Merkel schrieb Arbeiten über Marxismus-Leninismus

Fast eine Stunde lang hat Merkel all diese kleinen Alltagsgeschichten aus ihrem Ost-Leben erzählt. Bardame war sie in der Disko, mit Blaupapier konnte sie nicht umgehen und an ihren Wänden hingen Poster von Chris Doerk und Frank Schöbel genauso wie von den Stones. Ein Plädoyer für das Verstehen und Vergeben für alle, die irgendwie mitgemacht haben, in der FDJ, bei den Jungpionieren, in der DDR-Gewerkschaft FDGB und der „Deutsch-Sowjetischen Gesellschaft“. Ein Plädoyer wohl auch für sie selbst. Denn wiedervereinigt, sagt Merkel, hätten sich schließlich 1990 „Menschen und keine Systeme“. Weil diese Menschen „ihre Biografien nicht einfach tilgen können, muss man sie mit ihren Biografien annehmen“. Und dann: „Auch ich war in der Deutsch-Sowjetischen Freundschaft.“

Als sei nichts dabei, Mitglied dieser antidemokratischen Vereinigung gewesen zu sein, in der praktisch fast alle erwachsenen DDR-Bürger waren. Angela Merkel jedenfalls findet an diesem Sonntagabend nichts Verwerfliches mehr daran und scherzt sogar über ihre Arbeiten über „M-L“ (Marxismus-Leninismus), die sie gleich mehrfach während ihres Studiums habe schreiben müssen.

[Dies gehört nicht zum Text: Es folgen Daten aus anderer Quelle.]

PR #862, opened 2023-01-26
[JSORC]: DB Regen

### LINKED ISSUE #833: Bring DB under JSORC's automation
Similar to how JSORC is automatically keeping redis alive right now.

amadolid:
Closes #833

### DIFF
--- a/jaseci_core/jaseci/svc/common.py
+++ b/jaseci_core/jaseci/svc/common.py
@@ -316,10 +316,15 @@ class JsOrc:
 
         self.db_check()
         if self.has_db:
-            for item in self.kubernetes.core.list_namespaced_pod(
-                namespace=self.namespace, label_selector=f"pod={DATABASE['pod']}"
-            ).items:
-                self.kubernetes.core.delete_namespaced_pod(item["name"], self.namespace)
+            try:
+                for item in self.kubernetes.core.list_namespaced_pod(
+                    namespace=self.namespace, label_selector=f"pod={DATABASE['pod']}"
+                ).items:
+                    self.kubernetes.core.delete_namespaced_pod(
+                        item["name"], self.namespace
+                    )
+            except Exception:
+                raise Exception("Force termination to restart the pod!")
 
     ###################################################
     #                     BUILDER                     #
--- a/jaseci_core/jaseci/svc/common.py
+++ b/jaseci_core/jaseci/svc/common.py
@@ -9,10 +9,12 @@ from jaseci.utils.utils import logger
 from jaseci.actions.live_actions import load_action_config
 from jaseci.svc.actions_optimizer.actions_optimizer import ActionsOptimizer
 from .state import ServiceState as Ss
-from .config import META_CONFIG, KUBERNETES_CONFIG
+from .config import META_CONFIG, KUBERNETES_CONFIG, DATABASE as db, POSTGRES_MANIFEST
 
 import time
 import numpy as np
+
+import psycopg2
 
 ###################################################
 #                  UNSAFE PARAMS                  #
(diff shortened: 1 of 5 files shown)


jaseci_core/jaseci/svc/common.py
```diff
@@ -9,11 +9,13 @@
 from jaseci.actions.live_actions import load_action_config
 from jaseci.svc.actions_optimizer.actions_optimizer import ActionsOptimizer
 from .state import ServiceState as Ss
-from .config import META_CONFIG, KUBERNETES_CONFIG
+from .config import META_CONFIG, KUBERNETES_CONFIG, DATABASE as db, POSTGRES_MANIFEST
```
ypkang: Any particular reason you are renaming DATABASE as db here? It is not a big deal but i feel like it doesn't help with readability.

jaseci_core/jaseci/svc/common.py
```diff
@@ -288,19 +290,53 @@ def __init__(self, meta):
...
 
     def build(self):
         try:
-            hook = self.build_context("hook")
-            config = hook.service_glob("META_CONFIG", META_CONFIG)
+            config = META_CONFIG
+            if self.has_db:
+                hook = self.build_context("hook")
+                config = hook.service_glob("META_CONFIG", META_CONFIG)
+                self.prometheus = self.meta.get_service("promon", hook)
```
ypkang, line 339: Why is prometheus hoisted up here?

jaseci_core/jaseci/svc/config.py
```diff
@@ -1,9 +1,138 @@
...
+USER = os.environ.get("POSTGRES_USER", "postgres")
+
+DATABASE = {
+    "enabled": os.environ.get("JSORC_DB_REGEN") == "true",
+    "pod": os.environ.get("JSORC_POD_NAME", "jaseci"),
+    "host": os.environ.get("POSTGRES_HOST", "jaseci-db"),
+    "db": os.environ.get("POSTGRES_DB", "postgres"),
+    "name": USER,
+    "user": USER,
+    "password": os.environ.get("POSTGRES_PASSWORD", "lifelogifyjaseci"),
```
ypkang: Let's not have the username/pw as plain text here. Let's just not have default value.

ypkang: Same with the USER field above.

scripts/jsorc/jaseci.yaml
```diff
@@ -151,12 +151,24 @@ spec:
             - name: POSTGRES_HOST
               value: jaseci-db
 
+            - name: POSTGRES_DB
+              value: postgres
```
ypkang, line 155: Let's call this DBNAME.

ypkang (changes requested):
* I left some comments inline.
* I tested this and it works fine.
* The main thing I'd like to change is the first time jaseci comes up, there are many errors in the logs. I think they are all related to can't access DB which is expected but it looks like something is going wrong when in reality, everything is working as expected. Can we suppress those errors from the logs?

jaseci_core/jaseci/svc/common.py
amadolid: Prometheus is part of JsOrc and pointed to JsOrc's Kubernetes so I just initialized it when JsOrc is automated

ypkang (changes requested):
@amadolid did you see this comment?

The main thing I'd like to change is the first time jaseci comes up, there are many errors in the logs. I think they are all related to can't access DB which is expected but it looks like something is going wrong when in reality, everything is working as expected. Can we suppress those errors from the logs?

amadolid:
> @amadolid did you see this comment?
> 
> The main thing I'd like to change is the first time jaseci comes up, there are many errors in the logs. I think they are all related to can't access DB which is expected but it looks like something is going wrong when in reality, everything is working as expected. Can we suppress those errors from the logs?

ow sorry, I've overlooked this part.
Will post update for this

amadolid:
I have updated some approach so lessen the exceptions. On django related logs, I'm not sure yet if can suppress that without overriding django implementation. I think logging for db connection issue would be needed too as it would be the tracker on current jaseci build up

ypkang (approved):

PR #866, opened 2023-01-28
update multi-turn

andrewye16:
This DOT graph is incorrect and outdated.
1. The current code will have an edge connect to itself (while this one does not)
2. This graph assumes user have created the entity transition, which is only covered in the next part. Hence it will lead to confusion while the edge does not exist.


marsninja (approved):
Looks good to me! Thanks! @andrewye16

PR #874, opened 2023-01-31
docs: update pip commands in Section 2

zwgold:
This PR is a docs fix addressing the pip commands in Section 2. When installing modules and wanting to specify optional dependencies to install, you need the module and brackets surrounded in quotations. This should fix the commands so students in the future are not confused.


ypkang (approved):
LGTM.

Just FYI, the quotation marks are only required for certain shell (e.g. zsh). For bash, the original commands also work, as well as the ones with quotation marks so this is a more general command.

PR #891, opened 2023-02-06
JacTalk inital commit

AshishMahendra:


jaseci_core/jaseci/jsctl/jac_talk_utils.py
```diff
@@ -0,0 +1,130 @@
...
+
+def chat_setup():
+    try:
+        # base bot directory
+        bot_dir = curr_path / "sample_bot"
+        # Create temporary dir
+        base_path = tempfile.mkdtemp()
+
+        # Clone into temporary dir
+        git.Repo.clone_from(
```
ypkang, line 75: Do we have to download the git repository and get the templates there? The JacTalk binary already have access to all the jac files. Maybe it can just load it from file and then dump it out, instead of copying the files.

ypkang (changes requested):

ypkang:
@AshishMahendra take a look at the inline comment.

ypkang:
Not a priority at the moment. Closing for now.

Issue #4666, opened 2026-02-18
partial update for anchor in presistance storage


juzailmlwork:
Currently memory hierachy fully replace the anchor when it is updated in persistance storage. this will cause a race condition if 2 requests are try to change different parameter of same anchor.so we need to support partial update.for that we may need serialized anchor stored

PR #4961, opened 2026-03-04
feat(jac-scale): Add partial update support for anchors to prevent race conditions in concurrent requests

### LINKED ISSUE #4616: [Bug] Jac Scaling Concerns (Pocketnest)
jaclang: 0.10.0
jac-scale: 0.1.7

Image

As discussed, latest jac architecture uses 3 layer memory. **As of this version scaling will not work.**

# L1 has no invalidation per request (current):
- With this rules, running multiple instances (workers/replicas) will not work.
> Since `--workers` is not supported yet, you may simulate this by running two same instance on different port.

With only this line `root ++> some_node();`, it will introduce memory misalignment across instances.
If all instances already L1 cached root node and one of them update it, other instances will not have the same data on L1. This will happen on every kind of update operations.

### Invalidating L1 per request will fix this issue and will allow scaling.

# L1 & L2 memory leaks
Since we cache every anchors and we don't invalidate cache, we can assume every L3 data will be in L2 and L1.
Most of the time in production, redis and server memory is significantly lower than database size.

With this architecture, L2 and L1 will be flooded by anchors and will always be full or faster to get full. For this reason, here are the consequences:
- redis and server RAM requires to be the same size as the database which you wouldn't prefer because it will significantly cost more. Upgrading will also not stop.
- redis can/might invalidate old data when it gets full to accomodate new data. This means the worst case scenario on this issue https://github.com/jaseci-labs/jaseci/issues/4552 will happen more often.
- Server might hangup/crash/slowdown when memory gets full

# Race Condition (when L1 has invalidation)
> With this we can now scale with multiple instances.

Jac doesn't support atomic operations such as increment, decrement push, pull, etc.
And since jac doesn't support partial update, it tends to update the full anchor.
This includes edges and archetype data.

With only this line `root ++> some_node();`, this will update the anchor with the full serialization of the current copy. This means if this line happen simultaneusly on two seperate request, they will both have the same copy (ex: no connect node yet):
Both request flow will have root node copy without edges yet (empty list).
Both will append one edge connecting to some_nodes (edges length == 1)
Request finished and committed.

The last request committed will be the latest data. root will only have one connected node even you trigger it twice. This issue wiill occur on every simultaneus update request within the same node. This also happen even on different fields.

akindu-k:
## Summary

Adds a `partial_update()` method to the persistent memory interface, enabling field-level updates to anchors without replacing the entire document. This prevents race conditions when multiple concurrent requests modify different fields of the same archetype.

## Problem

When two concurrent requests update different fields on the same node (e.g., one updates `title`, another updates `completed`), the last full-document write wins and silently overwrites the other's changes. 

## Solution

Introduce `partial_update(anchor, fields)` that writes **only the specified fields** to persistent storage, leaving other fields untouched.

### API Usage

```jac
import from jaclang.jac0core.runtime { JacPersistence }

# Update only the title field — other fields remain unchanged in storage
JacPersistence.partial_update(cast(Archetype, task), {"title": "New Title"});
```

### jaclang (core)

| File | Change |
|------|--------|
| `memory.jac` | Added `partial_update()` as an abstract method on `PersistentMemory` and declared it on `SqliteMemory` |
| `memory.impl.jac` | Implemented `SqliteMemory.partial_update` — reads the stored anchor, patches only the specified fields, writes back, and updates the in-memory cache |
| `runtime.jac` | Added `JacPersistence` utility class with `partial_update()` (handles L1/L2/L3 tiered memory, cache invalidation) and `save()` |
| `jaclang.md` | Release notes entry |

### jac-scale (MongoDB backend)

| File | Change |
|------|--------|
| `memory_hierarchy.jac` | Declared `partial_update()` on `MongoBackend` |
| `memory_hierarchy.mongo.impl.jac` | Implemented `MongoBackend.partial_update` using MongoDB `$set` with dot notation for surgical field updates |
| `jac-scale.md` | Release notes entry |

### Test fixtures & tests

| File | Change |
|------|--------|
| `todo_app.jac` | Added `UpdateTaskTitle` and `UpdateTaskCompleted` walkers that use `JacPersistence.partial_update`; added default values for `Task.id` and `Task.title` |
| `test_memory_hierarchy.jac` | Added `"concurrent partial updates to different fields"` integration test — creates a task, concurrently updates title and completed via separate HTTP requests, then verifies both fields are correctly persisted in MongoDB |

### SQLite (`SqliteMemory.partial_update`)
1. Reads the stored anchor from the database
2. Patches only the specified fields on the deserialized archetype
3. Writes the full anchor back (SQLite doesn't support partial column updates)
4. Updates the in-memory cache

### MongoDB (`MongoBackend.partial_update`)
1. Builds a `$set` operation using dot notation (e.g., `data.archetype.title`)
2. Serializes each field value individually
3. Executes `update_one` with `upsert=False` — falls back to full `put` if the document doesn't exist yet

### Cache Invalidation (`JacPersistence.partial_update`)
1. Delegates to the L3 backend's `partial_update`
2. Invalidates the L2 cache entry so subsequent reads fetch fresh data
3. Removes the anchor from the L1 in-memory cache to force a reload

## Testing

- **Integration test**: Spins up a MongoDB container, starts a `jac start` server, creates a task, fires two concurrent HTTP requests updating different fields, then queries MongoDB directly to verify both fields were updated without overwriting each other.

## Closes

#4616 & #4666


amadolid:
Hello @akindu-k ,

While this is a must have feature. I don't think this fixes the initial race condition in memory handler. Instead, it adds more layer of race condition.

Initial Issue (https://github.com/jaseci-labs/jaseci/issues/4616):
- Connecting nodes/edges utilize memory handling. Since the memory handler commits the full data, you will have race condition.
- L1 is not invalidated, this means if you have multiple workers/replicas you will have data discrepancy because they will have different "source of truth L1". Scaling will not work

The issue with this PR:
- Within the same instance
  - Since you invalidated the data in L1, if you have another request that's still running and referencing what you invalidated, their reference will be lost too. The changes they will do during that runtime will not be included in the commit.
- With multiple workers/replicas
  - Since you don't invalidate L1 on other instance, it will still not work. Other instance will still have their own unupdated data.
  - Incase you will support invalidation, the first issue of loosing the reference will also occur
  
You may try to run tests with two instances and simulate simultaneous request to have visibility on the race conditions issues.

Es gab Leute an diesem Sonntagabend im Kino, die fanden Merkels späte Sicht auf die Dinge überzeugend, es wurde viel applaudiert. Aber es gab auch welche, die meinten, es sei gefährlich, das Mitmachen der „einfachen Leute" zu verharmlosen. Ob es nun arglos, aus Angst oder Karrieregründen geschah.